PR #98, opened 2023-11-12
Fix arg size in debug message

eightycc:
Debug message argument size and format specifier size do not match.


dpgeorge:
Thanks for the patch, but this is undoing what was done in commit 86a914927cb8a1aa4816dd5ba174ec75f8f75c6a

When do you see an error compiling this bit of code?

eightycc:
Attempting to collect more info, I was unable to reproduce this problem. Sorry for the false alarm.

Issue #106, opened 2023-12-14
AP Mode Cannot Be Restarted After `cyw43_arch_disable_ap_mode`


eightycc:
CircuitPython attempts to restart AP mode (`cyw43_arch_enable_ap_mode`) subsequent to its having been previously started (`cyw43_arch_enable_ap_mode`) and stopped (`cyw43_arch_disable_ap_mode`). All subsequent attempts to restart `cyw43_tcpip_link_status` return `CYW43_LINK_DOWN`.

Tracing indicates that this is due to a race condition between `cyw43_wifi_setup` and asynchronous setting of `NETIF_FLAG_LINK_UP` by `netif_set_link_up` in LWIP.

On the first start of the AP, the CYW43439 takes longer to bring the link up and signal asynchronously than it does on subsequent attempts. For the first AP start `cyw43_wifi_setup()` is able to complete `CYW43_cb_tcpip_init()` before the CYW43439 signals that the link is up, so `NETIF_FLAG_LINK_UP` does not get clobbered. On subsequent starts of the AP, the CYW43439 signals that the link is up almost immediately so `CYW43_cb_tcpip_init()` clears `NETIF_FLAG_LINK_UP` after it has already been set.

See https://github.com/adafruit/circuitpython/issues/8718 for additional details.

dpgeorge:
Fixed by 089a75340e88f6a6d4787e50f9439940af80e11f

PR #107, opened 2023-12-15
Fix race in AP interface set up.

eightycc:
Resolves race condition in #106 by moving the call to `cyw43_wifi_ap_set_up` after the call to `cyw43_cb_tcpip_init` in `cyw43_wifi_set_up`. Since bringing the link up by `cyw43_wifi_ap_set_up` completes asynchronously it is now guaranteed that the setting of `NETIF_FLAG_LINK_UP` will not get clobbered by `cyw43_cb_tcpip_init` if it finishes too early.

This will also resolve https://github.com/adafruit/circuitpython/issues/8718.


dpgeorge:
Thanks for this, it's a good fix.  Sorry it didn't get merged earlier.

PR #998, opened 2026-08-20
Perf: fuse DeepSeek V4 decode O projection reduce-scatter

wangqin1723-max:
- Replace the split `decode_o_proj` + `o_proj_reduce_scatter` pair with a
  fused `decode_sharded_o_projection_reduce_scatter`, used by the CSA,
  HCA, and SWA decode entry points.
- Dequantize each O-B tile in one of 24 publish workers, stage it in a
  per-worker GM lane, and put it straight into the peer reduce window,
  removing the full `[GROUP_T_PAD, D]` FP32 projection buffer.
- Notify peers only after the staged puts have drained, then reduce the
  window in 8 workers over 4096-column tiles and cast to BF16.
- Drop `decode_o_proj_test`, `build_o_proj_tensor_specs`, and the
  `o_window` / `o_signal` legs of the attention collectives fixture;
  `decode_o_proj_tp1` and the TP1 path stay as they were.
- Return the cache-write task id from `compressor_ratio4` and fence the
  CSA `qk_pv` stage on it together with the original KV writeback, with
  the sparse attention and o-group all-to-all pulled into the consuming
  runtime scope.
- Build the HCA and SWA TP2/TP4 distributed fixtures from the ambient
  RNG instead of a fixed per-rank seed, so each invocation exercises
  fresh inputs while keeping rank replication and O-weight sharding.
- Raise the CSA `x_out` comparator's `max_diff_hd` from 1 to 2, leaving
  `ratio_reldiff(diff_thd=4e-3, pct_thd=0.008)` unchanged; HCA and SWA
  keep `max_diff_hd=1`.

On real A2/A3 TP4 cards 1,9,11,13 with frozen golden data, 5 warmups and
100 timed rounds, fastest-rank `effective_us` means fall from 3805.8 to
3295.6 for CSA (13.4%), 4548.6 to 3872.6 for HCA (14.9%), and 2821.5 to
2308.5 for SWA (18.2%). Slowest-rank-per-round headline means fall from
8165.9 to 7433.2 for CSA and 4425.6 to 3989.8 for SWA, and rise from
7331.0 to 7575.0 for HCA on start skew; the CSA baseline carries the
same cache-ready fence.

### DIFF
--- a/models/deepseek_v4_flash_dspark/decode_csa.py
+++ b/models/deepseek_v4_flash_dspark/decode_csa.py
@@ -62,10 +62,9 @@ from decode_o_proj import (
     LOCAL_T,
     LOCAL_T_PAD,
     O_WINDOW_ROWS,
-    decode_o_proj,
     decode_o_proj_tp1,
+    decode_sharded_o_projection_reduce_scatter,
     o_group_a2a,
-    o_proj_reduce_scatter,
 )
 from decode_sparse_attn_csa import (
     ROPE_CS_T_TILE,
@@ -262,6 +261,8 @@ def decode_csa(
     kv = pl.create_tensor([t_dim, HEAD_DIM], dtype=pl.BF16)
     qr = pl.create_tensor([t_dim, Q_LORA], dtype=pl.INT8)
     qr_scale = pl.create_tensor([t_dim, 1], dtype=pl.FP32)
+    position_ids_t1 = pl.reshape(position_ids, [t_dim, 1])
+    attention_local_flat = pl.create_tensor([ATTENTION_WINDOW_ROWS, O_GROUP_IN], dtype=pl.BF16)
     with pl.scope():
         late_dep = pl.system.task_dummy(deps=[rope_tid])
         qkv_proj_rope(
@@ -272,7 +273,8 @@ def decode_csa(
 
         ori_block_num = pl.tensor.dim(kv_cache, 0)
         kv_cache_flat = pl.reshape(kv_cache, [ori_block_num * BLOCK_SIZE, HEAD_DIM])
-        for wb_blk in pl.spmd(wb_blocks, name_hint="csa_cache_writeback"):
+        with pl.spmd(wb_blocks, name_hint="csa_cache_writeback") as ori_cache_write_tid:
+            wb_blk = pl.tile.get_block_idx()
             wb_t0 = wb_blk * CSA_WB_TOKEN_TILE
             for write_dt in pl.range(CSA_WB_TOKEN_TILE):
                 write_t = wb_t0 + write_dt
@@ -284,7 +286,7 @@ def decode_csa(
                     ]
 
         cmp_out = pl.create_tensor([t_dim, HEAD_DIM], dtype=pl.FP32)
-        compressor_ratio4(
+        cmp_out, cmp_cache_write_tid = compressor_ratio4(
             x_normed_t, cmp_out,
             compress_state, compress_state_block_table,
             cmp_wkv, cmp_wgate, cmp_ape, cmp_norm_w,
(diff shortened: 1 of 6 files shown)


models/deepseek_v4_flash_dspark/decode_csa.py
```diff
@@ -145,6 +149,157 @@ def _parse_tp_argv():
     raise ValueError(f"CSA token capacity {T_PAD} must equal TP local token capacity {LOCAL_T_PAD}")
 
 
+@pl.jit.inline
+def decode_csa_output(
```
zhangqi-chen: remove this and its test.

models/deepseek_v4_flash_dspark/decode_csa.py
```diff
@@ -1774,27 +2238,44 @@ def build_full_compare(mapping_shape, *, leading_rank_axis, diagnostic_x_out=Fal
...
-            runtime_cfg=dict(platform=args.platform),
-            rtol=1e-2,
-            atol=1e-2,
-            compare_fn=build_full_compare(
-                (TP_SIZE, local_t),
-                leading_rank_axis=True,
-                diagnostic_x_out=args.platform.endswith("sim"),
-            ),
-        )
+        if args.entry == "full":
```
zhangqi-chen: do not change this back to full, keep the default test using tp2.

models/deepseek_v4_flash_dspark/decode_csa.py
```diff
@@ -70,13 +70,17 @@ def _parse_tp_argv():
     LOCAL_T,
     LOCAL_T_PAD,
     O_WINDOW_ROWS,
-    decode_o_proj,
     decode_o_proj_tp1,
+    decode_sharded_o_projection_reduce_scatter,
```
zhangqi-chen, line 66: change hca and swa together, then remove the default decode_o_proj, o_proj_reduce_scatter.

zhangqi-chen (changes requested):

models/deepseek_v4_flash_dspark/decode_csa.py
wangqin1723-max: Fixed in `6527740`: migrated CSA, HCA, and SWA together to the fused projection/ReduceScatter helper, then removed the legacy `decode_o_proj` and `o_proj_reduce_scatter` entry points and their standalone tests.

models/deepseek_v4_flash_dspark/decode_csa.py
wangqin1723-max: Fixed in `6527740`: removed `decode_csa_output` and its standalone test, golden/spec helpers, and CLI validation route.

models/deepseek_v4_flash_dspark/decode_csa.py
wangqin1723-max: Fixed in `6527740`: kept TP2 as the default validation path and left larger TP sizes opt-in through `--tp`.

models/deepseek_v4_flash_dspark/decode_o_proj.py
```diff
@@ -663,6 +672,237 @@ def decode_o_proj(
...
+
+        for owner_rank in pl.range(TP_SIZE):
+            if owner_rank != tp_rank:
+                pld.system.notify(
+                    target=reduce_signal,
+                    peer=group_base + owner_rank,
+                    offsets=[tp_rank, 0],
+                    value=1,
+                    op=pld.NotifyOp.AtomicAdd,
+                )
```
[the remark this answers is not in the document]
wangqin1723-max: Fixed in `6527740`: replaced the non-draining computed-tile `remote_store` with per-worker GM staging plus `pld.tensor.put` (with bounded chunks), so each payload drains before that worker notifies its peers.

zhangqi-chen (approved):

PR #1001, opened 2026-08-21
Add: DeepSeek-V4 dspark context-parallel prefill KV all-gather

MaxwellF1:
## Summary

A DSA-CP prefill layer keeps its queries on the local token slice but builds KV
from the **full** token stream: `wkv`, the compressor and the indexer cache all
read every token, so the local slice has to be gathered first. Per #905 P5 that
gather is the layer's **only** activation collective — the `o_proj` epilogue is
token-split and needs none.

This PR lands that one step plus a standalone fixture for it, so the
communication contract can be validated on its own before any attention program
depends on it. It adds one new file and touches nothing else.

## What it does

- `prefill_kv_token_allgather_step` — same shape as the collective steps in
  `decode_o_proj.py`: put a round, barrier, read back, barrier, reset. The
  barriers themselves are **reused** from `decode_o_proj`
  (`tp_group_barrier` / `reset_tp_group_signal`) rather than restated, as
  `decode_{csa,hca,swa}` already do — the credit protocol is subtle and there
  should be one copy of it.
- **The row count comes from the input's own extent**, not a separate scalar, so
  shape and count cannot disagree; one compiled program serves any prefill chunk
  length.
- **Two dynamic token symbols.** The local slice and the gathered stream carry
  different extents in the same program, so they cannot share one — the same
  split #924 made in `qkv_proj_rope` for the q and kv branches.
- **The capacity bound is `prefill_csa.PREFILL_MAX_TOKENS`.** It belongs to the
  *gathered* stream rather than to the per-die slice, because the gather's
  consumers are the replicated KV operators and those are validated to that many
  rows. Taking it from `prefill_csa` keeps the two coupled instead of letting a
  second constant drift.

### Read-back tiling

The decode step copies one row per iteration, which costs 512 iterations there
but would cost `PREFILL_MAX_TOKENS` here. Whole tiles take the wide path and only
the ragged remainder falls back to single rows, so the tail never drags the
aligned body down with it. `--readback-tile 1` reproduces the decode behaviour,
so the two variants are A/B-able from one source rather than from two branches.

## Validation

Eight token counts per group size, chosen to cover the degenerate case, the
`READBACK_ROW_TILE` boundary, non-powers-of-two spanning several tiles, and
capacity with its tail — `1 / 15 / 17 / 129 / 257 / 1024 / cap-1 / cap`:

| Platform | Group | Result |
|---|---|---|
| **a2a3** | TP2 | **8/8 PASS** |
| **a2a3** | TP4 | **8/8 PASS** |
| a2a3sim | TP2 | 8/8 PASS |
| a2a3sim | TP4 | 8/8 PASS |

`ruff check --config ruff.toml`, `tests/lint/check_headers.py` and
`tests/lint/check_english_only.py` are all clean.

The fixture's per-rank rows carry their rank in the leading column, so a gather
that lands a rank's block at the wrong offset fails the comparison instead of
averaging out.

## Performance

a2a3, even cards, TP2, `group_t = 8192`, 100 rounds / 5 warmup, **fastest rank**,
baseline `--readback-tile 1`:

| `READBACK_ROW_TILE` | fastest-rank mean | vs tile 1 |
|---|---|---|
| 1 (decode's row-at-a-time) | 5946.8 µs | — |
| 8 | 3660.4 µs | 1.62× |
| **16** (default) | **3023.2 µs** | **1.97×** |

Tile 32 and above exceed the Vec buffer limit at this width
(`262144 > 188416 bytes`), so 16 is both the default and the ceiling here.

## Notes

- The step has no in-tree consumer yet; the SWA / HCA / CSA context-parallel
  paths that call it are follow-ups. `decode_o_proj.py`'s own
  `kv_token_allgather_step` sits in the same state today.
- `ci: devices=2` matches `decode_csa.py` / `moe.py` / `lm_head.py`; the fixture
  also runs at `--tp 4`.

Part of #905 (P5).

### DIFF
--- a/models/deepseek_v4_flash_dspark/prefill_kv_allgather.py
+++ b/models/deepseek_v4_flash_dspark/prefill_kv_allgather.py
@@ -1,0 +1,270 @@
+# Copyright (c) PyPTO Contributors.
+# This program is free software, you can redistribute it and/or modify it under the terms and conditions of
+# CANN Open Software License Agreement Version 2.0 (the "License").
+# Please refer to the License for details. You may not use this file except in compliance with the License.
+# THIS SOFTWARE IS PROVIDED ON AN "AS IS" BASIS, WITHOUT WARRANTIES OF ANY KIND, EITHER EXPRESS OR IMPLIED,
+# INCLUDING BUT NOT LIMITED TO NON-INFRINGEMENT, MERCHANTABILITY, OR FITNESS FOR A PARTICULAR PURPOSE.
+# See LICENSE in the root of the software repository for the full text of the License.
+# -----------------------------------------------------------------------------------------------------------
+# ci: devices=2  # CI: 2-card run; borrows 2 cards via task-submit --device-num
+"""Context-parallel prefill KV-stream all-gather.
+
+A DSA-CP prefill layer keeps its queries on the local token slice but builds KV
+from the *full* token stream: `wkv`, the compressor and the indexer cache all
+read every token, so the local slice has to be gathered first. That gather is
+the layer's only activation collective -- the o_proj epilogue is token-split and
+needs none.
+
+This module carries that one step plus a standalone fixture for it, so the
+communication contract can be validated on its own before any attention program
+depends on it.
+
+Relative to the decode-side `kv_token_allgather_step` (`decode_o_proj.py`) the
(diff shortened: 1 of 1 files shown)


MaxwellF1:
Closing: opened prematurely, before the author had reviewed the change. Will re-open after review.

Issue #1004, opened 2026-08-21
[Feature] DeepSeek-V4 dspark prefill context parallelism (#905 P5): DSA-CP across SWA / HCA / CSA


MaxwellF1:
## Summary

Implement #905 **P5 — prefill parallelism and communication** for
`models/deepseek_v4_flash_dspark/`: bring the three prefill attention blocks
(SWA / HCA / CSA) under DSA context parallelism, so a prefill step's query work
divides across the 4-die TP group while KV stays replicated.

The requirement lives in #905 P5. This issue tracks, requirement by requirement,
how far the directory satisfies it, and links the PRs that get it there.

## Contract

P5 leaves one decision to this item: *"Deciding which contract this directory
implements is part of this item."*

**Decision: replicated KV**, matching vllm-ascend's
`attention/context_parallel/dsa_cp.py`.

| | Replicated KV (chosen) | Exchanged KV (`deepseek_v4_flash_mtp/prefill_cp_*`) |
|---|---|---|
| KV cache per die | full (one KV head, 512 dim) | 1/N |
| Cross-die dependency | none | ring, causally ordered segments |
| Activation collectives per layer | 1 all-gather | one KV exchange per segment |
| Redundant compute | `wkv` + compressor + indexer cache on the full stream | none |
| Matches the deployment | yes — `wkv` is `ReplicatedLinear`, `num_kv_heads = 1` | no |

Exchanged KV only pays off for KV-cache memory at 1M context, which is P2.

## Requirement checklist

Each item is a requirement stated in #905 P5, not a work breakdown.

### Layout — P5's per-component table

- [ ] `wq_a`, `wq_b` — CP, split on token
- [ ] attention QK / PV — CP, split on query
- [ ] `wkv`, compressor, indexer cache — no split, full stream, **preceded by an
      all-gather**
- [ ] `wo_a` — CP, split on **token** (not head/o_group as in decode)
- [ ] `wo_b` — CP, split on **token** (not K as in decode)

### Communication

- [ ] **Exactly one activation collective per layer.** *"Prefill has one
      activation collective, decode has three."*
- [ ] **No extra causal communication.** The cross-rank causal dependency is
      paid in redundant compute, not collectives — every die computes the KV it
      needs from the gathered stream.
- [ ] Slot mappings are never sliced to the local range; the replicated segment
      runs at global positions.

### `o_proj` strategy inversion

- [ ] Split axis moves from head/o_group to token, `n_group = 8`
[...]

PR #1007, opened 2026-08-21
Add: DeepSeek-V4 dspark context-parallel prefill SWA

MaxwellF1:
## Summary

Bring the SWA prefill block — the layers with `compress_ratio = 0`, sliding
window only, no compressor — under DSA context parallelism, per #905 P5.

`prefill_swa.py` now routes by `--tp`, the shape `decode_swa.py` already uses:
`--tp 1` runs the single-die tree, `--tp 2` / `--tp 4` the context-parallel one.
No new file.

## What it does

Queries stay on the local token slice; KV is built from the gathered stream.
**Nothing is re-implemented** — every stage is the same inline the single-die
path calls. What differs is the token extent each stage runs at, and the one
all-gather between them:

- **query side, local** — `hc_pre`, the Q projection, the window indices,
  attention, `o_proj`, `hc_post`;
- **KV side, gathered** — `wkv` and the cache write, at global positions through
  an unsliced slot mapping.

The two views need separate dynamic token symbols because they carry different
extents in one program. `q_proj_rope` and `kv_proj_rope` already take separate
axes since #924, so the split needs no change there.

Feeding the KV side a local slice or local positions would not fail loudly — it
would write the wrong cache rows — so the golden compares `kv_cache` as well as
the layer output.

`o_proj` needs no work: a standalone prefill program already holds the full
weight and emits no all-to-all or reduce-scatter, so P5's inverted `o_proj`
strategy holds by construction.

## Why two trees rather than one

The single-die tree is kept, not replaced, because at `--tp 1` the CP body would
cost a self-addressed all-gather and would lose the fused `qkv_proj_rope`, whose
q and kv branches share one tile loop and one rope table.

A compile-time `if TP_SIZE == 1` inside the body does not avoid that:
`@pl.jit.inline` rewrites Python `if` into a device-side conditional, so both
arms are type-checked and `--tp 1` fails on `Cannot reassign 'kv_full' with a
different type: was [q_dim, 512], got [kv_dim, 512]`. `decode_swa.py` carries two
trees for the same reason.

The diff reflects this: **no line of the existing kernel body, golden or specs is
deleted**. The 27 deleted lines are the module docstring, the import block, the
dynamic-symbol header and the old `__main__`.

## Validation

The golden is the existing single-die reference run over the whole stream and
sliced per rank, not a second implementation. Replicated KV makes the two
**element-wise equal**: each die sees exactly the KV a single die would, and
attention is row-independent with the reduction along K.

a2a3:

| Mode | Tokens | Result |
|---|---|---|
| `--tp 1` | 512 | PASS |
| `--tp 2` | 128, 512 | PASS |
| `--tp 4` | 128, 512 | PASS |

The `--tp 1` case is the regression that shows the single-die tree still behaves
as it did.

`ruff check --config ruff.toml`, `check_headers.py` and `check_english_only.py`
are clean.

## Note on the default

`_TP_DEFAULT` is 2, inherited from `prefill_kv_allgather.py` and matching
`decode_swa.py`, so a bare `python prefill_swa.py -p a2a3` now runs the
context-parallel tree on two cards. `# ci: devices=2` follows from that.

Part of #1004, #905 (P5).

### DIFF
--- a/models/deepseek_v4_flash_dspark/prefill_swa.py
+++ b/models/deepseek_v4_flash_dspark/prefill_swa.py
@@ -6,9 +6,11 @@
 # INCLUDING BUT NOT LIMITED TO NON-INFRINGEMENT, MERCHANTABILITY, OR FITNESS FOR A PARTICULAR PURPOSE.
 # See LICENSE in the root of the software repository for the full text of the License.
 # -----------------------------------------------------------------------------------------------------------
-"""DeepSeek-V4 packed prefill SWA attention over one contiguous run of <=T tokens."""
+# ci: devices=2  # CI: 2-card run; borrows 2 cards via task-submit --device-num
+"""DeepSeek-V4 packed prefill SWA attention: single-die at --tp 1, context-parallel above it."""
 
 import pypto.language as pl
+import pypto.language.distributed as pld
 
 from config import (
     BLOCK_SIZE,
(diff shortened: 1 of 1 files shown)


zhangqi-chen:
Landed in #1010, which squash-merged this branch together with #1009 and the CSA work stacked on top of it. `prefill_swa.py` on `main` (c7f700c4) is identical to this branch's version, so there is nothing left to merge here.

----

For the word "symbols", go through the records and show each line that carries it.

- **Two dynamic token symbols.** The local slice and the gathered stream carry
The two views need separate dynamic token symbols because they carry different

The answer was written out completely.